In Situ Fluid Content Evaluation of Shale Oil Reservoirs: Insights from Laboratory and Wellsite Mobile Full-Diameter Core NMR

Abstract

Accurate assessment of in situ fluid occurrence and content in complex shale reservoirs is crucial for effective resource evaluation and shale oil extraction. Laboratory tests on placed samples often lead to misestimations due to movable fluid loss. Low-field nuclear magnetic resonance (NMR) technology, which eliminates the need to crush cores for pyrolysis experiments, is emerging as a vital tool for studying shale pore fluids. Simultaneously, mobile full-diameter core (MFDC) NMR at wellsite is advancing rapidly, allowing for the first-time testing of cores immediately after extraction. However, research in this field remains limited. This study employed an innovative laboratory oil–water restoration technique alongside two-dimensional (2D) transverse (T₁) – longitudinal relaxation time (T₂) NMR and wellsite MFDC to evaluate the in situ fluid content in the lower first member of Cretaceous Tengger (K₁bt₁) and Aershan (K₁ba) Formations of the Wuliyasitai Depression, Erlian Basin. Our findings demonstrate that the 2D T₁–T₂ NMR technique effectively detected various hydrogen-containing components in shale oil reservoirs. Combined with quantitative analysis, it revealed the dynamic characteristics of oil–water signals during restoration, establishing a reliable method for assessing shale oil–water content. The multistage Rock-Eval (MRE) pyrolysis method strongly correlated with the 2D NMR results, confirming the reliability of NMR. Due to maturity-related variation in shale oil composition, the MRE pyrolysis results of the lower K₁bt₁ and K₁ba shales exhibited a different linear correlation with the 2D NMR data of as-received (AR) state shale, prompting adjustments to the NMR calibration coefficients for lower K₁bt₁ shale.
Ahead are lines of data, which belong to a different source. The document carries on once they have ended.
PR #5495, opened 2026-09-13
Add Minimize to tray mod

0Allu:
Adds the new Minimize to tray mod, which allows users to right-click a window's minimize button to hide it in the system tray.

## Changelog

* This pull request introduces a new mod.

## Mod authorship

This mod was created by:

* * [ ] The submitter, without AI assistance
* * [x] The submitter, with AI assistance
* * [ ] Claude
* * [x] ChatGPT
* * [ ] Gemini
* * [ ] Another AI (please specify):
* * [ ] Other (please specify):


0Allu:
The latest version keeps the architectural fixes from the AI reviews, including the dedicated low-level mouse hook thread, non-blocking input path, async probing, DPI-aware coordinates, safe tray recovery, bounded unload, and protection against hiding a window before its tray icon is available.

After testing, I intentionally restored a generic custom-title-bar geometry fallback because making detection rely only on strict native hit-testing or per-application rules caused common applications such as Explorer, VS Code, Spotify, and other Chromium/Electron apps to stop working. The generic fallback is configurable and can be disabled, while Steam keeps a narrow application-specific rule due to its different caption layout.

This is a deliberate compatibility tradeoff: the implementation keeps blocking/cross-process work off the low-level input path while preserving the broad application support that is the main purpose of the mod.

0Allu:
1. The generic caption heuristic is intentionally kept broader because stricter detection caused common apps like Explorer, VS Code, Spotify, Discord, and Steam to stop working reliably; users can disable compatibility detection if needed.

2. The stale-verdict edge case is valid, but I plan to address that hardening in a later version to avoid another detection regression before the initial release.

3. Probe throttling is a valid performance improvement, but since the expensive work already runs outside the low-level input hook, I plan to optimize it in a later version.

PR #518, opened 2026-06-02
Install Claude Code via DNF instead of curl|bash

cblecker:
## Summary

- Replace the `curl | bash` Claude Code installer with Anthropic's official signed DNF repository
- Move all external `.repo` files (Claude Code and GitHub CLI) into `images/yum.repos.d/` and COPY them in, rather than fetching URLs or inlining heredocs in the Dockerfile
- Set `ART_DNF_WRAPPER_POLICY=append` so the ART yum/dnf wrapper picks up the copied repos alongside its own, enabling local builds on both x86_64 and ARM64

Supersedes #499 

## Test plan

- [x] Build the image locally with `podman build -f images/Dockerfile .`
- [x] Run `podman run --rm <image> --version` and confirm `claude` is present and returns a version
- [x] Verify CI image build succeeds

## Summary by CodeRabbit

* **Chores**
  * Updated container image repositories to include Claude Code and GitHub CLI packages with GPG signature verification enabled
  * Streamlined package installation process by removing inline installation scripts and consolidating repository configuration


images/yum.repos.d/claude-code.repo
```diff
@@ -0,0 +1,6 @@
+[claude-code]
+name=Claude Code
+baseurl=https://downloads.claude.ai/claude-code/rpm/stable
+enabled=1
+gpgcheck=1
+gpgkey=https://downloads.claude.ai/keys/claude-code.asc
```
stbenjam: This largely collapses the GPG trust boundary, we might want to include the GPG keys here and not fetch them from the web.

With the key here, its not really that safer than `curl | bash` since you're trusting `downloads.claude.ai` to be safe.  Granted, the risk is small but it is honestly small for `curl | bash`

(Same for GH below)

PR #534, opened 2026-06-09
Update skillsaw to 0.13.1

not-stbenjam:
## Summary
- Update skillsaw from 0.11.4 to 0.12.1 across config, Makefile, and all GitHub Actions (pinned to commit SHA)
- Enable new supply chain protection rules: `hooks-dangerous`, `hooks-prohibited`, and `settings-dangerous`
- Extract native-notifications inline shell commands into `hooks/scripts/notify.sh` to clean up the `hooks-prohibited` allowlist

## Test plan
- [ ] `make lint` passes with no errors
- [ ] Native notifications still fire on macOS (`osascript`) and Linux (`notify-send`)

## Summary by CodeRabbit

* **Chores**
  * Bumped tooling to skillsaw v0.13.1 across CI, workflows, and Makefile; updated workflow steps to pinned v0.13.1.
  * Strengthened supply-chain rules in configuration and added an explicit allowlist for approved hook commands.

* **Refactor**
  * Unified native notifications into a single cross-platform handler script; plugin bumped to v0.0.3 and author metadata updated.

* **Documentation**
  * Updated plugin docs, README examples, and marketplace entry to reflect the new notification implementation.


stbenjam:
/ok-to-test
/approve

(Automated: Extending self-approval rights and ok-to-test to my bot account.)

plugins/native-notifications/hooks/hooks.json
```diff
@@ -16,7 +16,7 @@
         "hooks": [
           {
             "type": "command",
-            "command": "if command -v osascript >/dev/null 2>&1; then osascript -e 'display notification \"Claude finished your task\" with title \"✅ Claude Code\"'; elif command -v notify-send >/dev/null 2>&1 && [ -n \"${DISPLAY:-}${WAYLAND_DISPLAY:-}\" ]; then notify-send '✅ Claude Code' 'Claude finished your task'; else printf '\\a'; fi"
+            "command": "bash ${CLAUDE_PLUGIN_ROOT}/hooks/scripts/notify.sh '✅ Claude Code' 'Claude finished your task'"
```
smith-xyz, line 19: @stbenjam notify.sh resolves osascript via command -v rather than absolute path, does Claude Code sanitize PATH/BASH_ENV before spawning shell-form hooks, or could another plugin shadow the binary?

```bash
mkdir -p /tmp/shadow
printf '#!/bin/bash\nenv | grep -iE "secret" >&2\n/usr/bin/osascript "$@"' > /tmp/shadow/osascript
chmod +x /tmp/shadow/osascript
PATH="/tmp/shadow:$PATH" bash notify.sh '🔔 Claude Code' 'Claude needs your input'
```

something like that if you will

stbenjam: I think this is a general problem, if you can change $PATH you can already do bad things including shadowing claude itself.  You don't need to inject hooks to do bad things.

I only touched this because I didn't care for how the whole complex bash thing was in the hook.

plugins/native-notifications/hooks/scripts/notify.sh
```diff
@@ -0,0 +1,17 @@
+#!/bin/bash
+set -euo pipefail
```
cblecker: This introduces a subtle behavioral change from the old inline code. The old `if/elif/else/fi` one-liner always exited 0 regardless of whether `osascript` or `notify-send` actually succeeded — but with `set -e`, if `osascript` fails (macOS Focus/DND mode, scripting bridge timeout, sandboxed environment), the script exits non-zero and Claude Code shows a "hook error" label in the transcript. For a best-effort notification feature, that's going to be noisy and confusing for users.

Also worth noting: `set -e` breaks the fallback behavior on execution failure. If `osascript` is present but broken, the script dies before reaching `notify-send` or the terminal bell.

I'd suggest dropping to just `set -u` here and adding `|| true` after the `osascript` and `notify-send` calls — keeps the undefined-variable protection but ensures the script always exits cleanly, matching the old behavior.

plugins/native-notifications/.claude-plugin/plugin.json
```diff
@@ -1,7 +1,7 @@
 {
   "name": "native-notifications",
   "description": "Cross-platform desktop notifications (macOS, Linux desktop, Linux headless)",
-  "version": "0.0.2",
+  "version": "0.0.3",
```
cblecker, line 4: nit: while you're in here, mind updating `author.name` on line 6 from `"openshift"` to `"github.com/openshift-eng"`? All the other plugins use that value and the contributing guide requires it.

cblecker (commented):
A couple more minor things:

- The README still shows the old inline `if/elif/else/fi` pattern in the "Hook Configuration" section — should be updated to reflect the new `notify.sh` invocation.
- The PR description mentions "0.12.0" but the code consistently uses 0.12.1 throughout — just a stale description.

not-stbenjam:
Pushed fixes for all three items:

- `notify.sh`: switched to `set -u` and added `|| true` after `osascript`/`notify-send` so notifications stay best-effort
- `plugin.json`: updated `author.name` to `github.com/openshift-eng`
- README: replaced the old inline pattern with the `notify.sh` invocation, and fixed the stale `macos-notifications` path reference
- PR description: corrected 0.12.0 → 0.12.1

plugins/native-notifications/README.md
```diff
@@ -27,7 +27,7 @@ To customize the contents displayed by the notification, edit the script call:
         "hooks": [
           {
             "type": "command",
-            "command": "if command -v osascript &>/dev/null; then osascript -e 'display notification \"Claude needs your input\" with title \"🔔 Claude Code\"'; elif command -v notify-send &>/dev/null && [ -n \"${DISPLAY:-}${WAYLAND_DISPLAY:-}\" ]; then notify-send '🔔 Claude Code' 'Claude needs your input'; else printf '\\a'; fi"
+            "command": "${PLUGIN_DIR}/scripts/notify.sh '🔔 Claude Code' 'Claude needs your input'"
```
cblecker: The example here doesn't match the actual hook command in hooks.json — it uses `${PLUGIN_DIR}/scripts/notify.sh` but the real command is `bash ${CLAUDE_PLUGIN_ROOT}/hooks/scripts/notify.sh`. Three things are off: the variable name (`PLUGIN_DIR` vs `CLAUDE_PLUGIN_ROOT`), the missing `bash` prefix, and the path (`scripts/` vs `hooks/scripts/`). Someone copy-pasting this to customize their notifications would get a broken hook.

plugins/native-notifications/hooks/scripts/notify.sh
```diff
@@ -0,0 +1,17 @@
...
+if command -v osascript >/dev/null 2>&1; then
+  escaped_title="${title//\\/\\\\}"
+  escaped_title="${escaped_title//\"/\\\"}"
+  escaped_message="${message//\\/\\\\}"
+  escaped_message="${escaped_message//\"/\\\"}"
+  osascript -e "display notification \"$escaped_message\" with title \"$escaped_title\"" || true
+elif command -v notify-send >/dev/null 2>&1 && [ -n "${DISPLAY:-}${WAYLAND_DISPLAY:-}" ]; then
+  notify-send "$title" "$message" || true
+else
+  printf '\a'
```
cblecker: nit: `printf '\a'` is missing `|| true` — the other two branches have it for consistency and to avoid accidentally propagating a non-zero exit on a Stop hook. Extremely unlikely to matter, but trivial to fix.

cblecker (commented):
The skillsaw bump and supply chain rules look good. Two small things on the notification refactor — the README example doesn't match the actual hook command, and the printf fallback is missing `|| true` for consistency with the other branches.

stbenjam:
Addressed @cblecker's latest feedback and bumped skillsaw to 0.13.1:

- **README**: fixed hook example to use `bash ${CLAUDE_PLUGIN_ROOT}/hooks/scripts/notify.sh` matching the actual `hooks.json`
- **notify.sh**: added `|| true` to `printf '\a'` fallback for consistency with `osascript`/`notify-send` branches
- **skillsaw**: bumped from 0.12.1 → 0.13.1 across all workflows, Makefile, and `.skillsaw.yaml`

PR #541, opened 2026-06-12
ci:payload-analysis: drop command wrapper, let skill be invoked directly

petr-muller:
The command file duplicated enough of the skill's content that the agent treated it as the full spec and never opened SKILL.md — observed in practice when RHCOS badges, variant isolation, and verbatim subagent prompts were all skipped.

Skills are directly invocable, so the command wrapper was unnecessary. Removing it eliminates the failure mode entirely. Examples and argument-hint migrated into SKILL.md.

## Summary by CodeRabbit

* **Documentation**
  * Updated the payload-analysis skill documentation with a clearer directive for the required implementation steps.
  * Added an argument hint for the CLI invocation format and a new Examples section with practical usage scenarios.
* **Chores**
  * Bumped the CI plugin version to **0.0.49** consistently across marketplace metadata and the public docs/plugin manifests.


plugins/ci/commands/payload-analysis.md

The total oil content of the in situ fluid state shale was calculated to be 1.9582 and 3.2489 times greater than that of the AR state for the lower K₁bt₁ and K₁ba formations, respectively. The laboratory-measured oil content of the in situ state shale aligned well with MFDC NMR results, indicating that integrating laboratory oil–water restoration techniques with NMR provides a more effective and accurate representation of in situ fluid occurrence and content. Furthermore, the empirical S₁-corrected model developed for lower K₁bt₁ and K₁ba shales in the Erlian Basin holds potential for broader application in shale oil operations. Our research offers valuable insights into evaluating in situ fluids in shale oil reservoirs.